106. Or, le décret-loi incorporant ces règles n'a été publié que le 31 juillet 2001, soit après la décision attaquée et à la veille de la levée de l'embargo. Le «manuel» semble bien avoir été approuvé par le secrétaire d'État portugais et les instances à l'Agriculture le 13 juillet 2001, mais nous n'avons pas d'informations au sujet de sa diffusion effective. Même lors de l'audience de plaidoiries, la Commission ne semblait pas être en possession de la version définitive de ce «manuel».

107. Ces seules constatations nous amènent déjà à conclure que les experts de la Commission n'ont pas vraiment été en mesure, au cours de la dernière mission d'inspection ayant précédé la levée de l'embargo, de «vérifier l'application», c'est-à-dire l'observation, dans la pratique, des dispositions régissant le régime DBES.

108. La Commission l'a elle-même confirmé puisqu'elle a déclaré, en substance, aussi bien dans un de ses mémoires qu'à l'audience de plaidoiries, que la vérification du fonctionnement du régime DBES était pratiquement impossible à un moment où l'autorisation de reprise des exportations n'avait pas encore été donnée et où le système ne pouvait être en phase de fonctionnement correct.

109. Si nous avons correctement compris la Commission, cela signifie donc que celle-ci conteste la possibilité même de «vérifier l'application» des dispositions constituant le régime DBES avant la reprise des exportations.

110. Or, cette interprétation est contraire à la lettre de l'article 21, sous b), de la décision 2001/376.

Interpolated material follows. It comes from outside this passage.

PR #1784, opened 2023-03-01
Add support for inline NATS user creds in the configuration

albinou:
This PR allows for the NATS user credentials to be given in the Benthos stream configuration (User JWT + User NKey Seed).

Example:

111. Par ailleurs, il aurait, à notre avis, été possible de faire fonctionner le système sans procéder à des exportations, c'est-à-dire en vendant provisoirement les viandes sur le marché portugais.

112. Nous estimons, dès lors, que la déclaration susmentionnée de la Commission suffirait, à elle seule, pour constater une violation par celle-ci des articles 21 et 22 de sa décision 2001/376 et pour justifier, par conséquent, l'annulation de la décision attaquée.

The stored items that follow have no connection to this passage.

PR #1785, opened 2023-03-02
Update Changelog for PR #1776

mihaitodor:
Just so it doesn't fall through the cracks 😅 since I forgot to do it in #1776...


Jeffail (approved):
LGTM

113. Certes, la Commission a raison de rappeler que les inspections successives se sont déroulées sur plusieurs années et que les contacts suivis entre la Commission et les autorités portugaises ont permis d'améliorer progressivement le système de surveillance des troupeaux, d'identification et de traçabilité des animaux ainsi que le fonctionnement de l'abattoir finalement agréé, des ateliers de découpe, des entrepôts frigorifiques, etc.

114. Il n'en reste pas moins que les «règles du jeu» n'ont été mises par écrit que très peu de temps avant la levée de l'embargo de sorte que, comme le souligne le gouvernement français, les opérateurs économiques n'ont pas eu le temps matériel de se familiariser avec la version finale des procédures du régime DBES.

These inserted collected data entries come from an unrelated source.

Issue #3038, opened 2024-11-27
pg_stream: UUIDs are not handled as strings when handling changes


ntx-ben:
I'm using the newly released `v1.41.0` version.

I'm trying the `pg_stream` input connector and am receiving an initial snapshot (`stream_snapshot: true`) of a particular table to pump data into kafka. My table contains various columns, the primary key being `machine_id` of type UUID. 

After making a change in a specific record in that table, I receive the updated record in redpanda-connect. However, I noticed that the primary key is now an array instead of a string (which is the native type for UUID in postgres I assume):

![image](https://github.com/user-attachments/assets/07f3cb0b-34ef-4ec2-9fd6-3e38977bc754)

How can I stream the same data structure consistently using `pg_stream` input connector? Thanks!

mihaitodor:
Hey @ntx-ben 👋 I guess we're not doing anything special on our end (maybe @rockwotj has more details), but a quick workaround would be to use a `mapping` processor to fix it with some Bloblang code like this:

```coffee
root = this
root.machine_id = this.machine_id.map_each(i -> i.string()).join("")
```

I'm actually not sure what each number in that array represents or how to convert them into a proper UUID. If you can figure out what the algorithm is, please let me know.

ntx-ben:
Thanks for the quick turn around!

rockwotj:
This will be out in the next release as the fix has landed on main - thanks for the report and giving the output a spin!

ntx-ben:
I tested with `main` and confirm the issue is fixed! JSONB is also handled very nicely now!

Thanks again for your swift support 👍

PR #3041, opened 2024-11-28
Pg cdc types

le-vlad:
PR Fixes issue #3038 with incorrect parsing UUID types during the replication.
Also adds support for complex PG datatypes such as: 

- JSONB
- TEXT[]
- INET
- TSVECTOR
- TSRANGE,
- POINT
- UUID
- INTEGER[]

Added integration tests to make sure types are parsed equally for Snapshot && CDC stages


internal/impl/postgresql/pglogicalstream/snapshotter.go
```diff
@@ -156,6 +159,69 @@ func (s *Snapshotter) prepareScannersAndGetters(columnTypes []*sql.ColumnType) (
...
+		case "JSONB":
+			scanArgs[i] = new(sql.NullString)
+			valueGetters[i] = func(v interface{}) interface{} {
+				payload := v.(*sql.NullString).String
+				if payload == "" {
+					return nil
+				}
+				var dst any
+				if err := json.Unmarshal([]byte(v.(*sql.NullString).String), &dst); err != nil {
+					s.logger.Warnf("Failed to unmarshal JSONB value: %v", err)
```
rockwotj, line 171: Let's return an error instead of logging

internal/impl/postgresql/pglogicalstream/snapshotter.go
```diff
@@ -156,6 +159,69 @@ func (s *Snapshotter) prepareScannersAndGetters(columnTypes []*sql.ColumnType) (
...
+
+				return dst
+			}
+		case "INET":
+			scanArgs[i] = new(sql.NullString)
+			valueGetters[i] = func(v interface{}) interface{} {
+				inet := pgtype.Inet{}
+				val := v.(*sql.NullString).String
+				if err := inet.Scan(val); err != nil {
+					s.logger.Warnf("Failed to scan array of INT4 values: %v", err)
```
rockwotj, line 182: Let's change the return type to support errors

internal/impl/postgresql/pglogicalstream/replication_message_decoders.go
```diff
@@ -148,7 +150,28 @@ func decodePgOutput(WALData []byte, relations map[uint32]*RelationMessage, typeM
...
 func decodeTextColumnData(mi *pgtype.Map, data []byte, dataType uint32) (interface{}, error) {
 	if dt, ok := mi.TypeForOID(dataType); ok {
-		return dt.Codec.DecodeValue(mi, dataType, pgtype.TextFormatCode, data)
+		val, err := dt.Codec.DecodeValue(mi, dataType, pgtype.TextFormatCode, data)
+		if err != nil {
+			return val, err
+		}
+
+		if dt.Name == "uuid" {
+			typesValueForUUID := val.([16]uint8)
```
rockwotj, line 159: This will panic if the cast fails. Can we also check if the type is correct and return an error if not?

internal/impl/postgresql/pglogicalstream/replication_message_decoders.go
```diff
@@ -148,7 +150,28 @@ func decodePgOutput(WALData []byte, relations map[uint32]*RelationMessage, typeM
...
+			return uuid.UUID(typesValueForUUID).String(), err
```
rockwotj, line 160: nit just use nil error directly

rockwotj (approved):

115. Nous ne pouvons pas suivre le gouvernement portugais lorsqu'il déclare que «le régime a été analysé en plein fonctionnement dans l'abattoir agréé».

116. La mission de juin 2001 a, certes, visité l'abattoir et l'atelier de découpe, candidats à l'agrément au titre du régime DBES.

117. Nous estimons, cependant, qu'il n'est pas possible de conclure que les inspecteurs aient pu assister au fonctionnement du régime DBES dans sa version définitive.

118. En effet, ainsi que le gouvernement français l'a signalé, le rapport relatif à cette mission se borne, pour une bonne part, à décrire les instructions figurant au «manuel» ou devant y figurer et il fait fréquemment usage du futur.

119. On peut citer, à titre d'exemple, les passages suivants:

Point 5.1.3.3 «Each holding applying for the scheme will be subject to two sets of controls prior to approval: [...]

After approval, the holding will be subject to further on farm inspections once every four months.»

(Toute exploitation introduisant une demande d'agrément au titre du régime sera soumise à deux séries de contrôle préalables à l'agrément.

Après l'agrément, l'exploitation fera l'objet, tous les quatre mois, d'inspections complémentaires effectuées à la ferme.)

Point 5.1.4.3 «[...] animals on the list will be subject to a set of pre-slaughter checks.»

(les animaux figurant sur la liste seront soumis à une série de tests avant abattage.)

Point 5.1.5.6 «[...] Once the animal has passed the 24-hour post-slaughter-check, the carcass will be labelled [...]»

(une fois que l'animal aura subi le test prévu 24 heures après l'abattage, la carcasse sera estampillée.)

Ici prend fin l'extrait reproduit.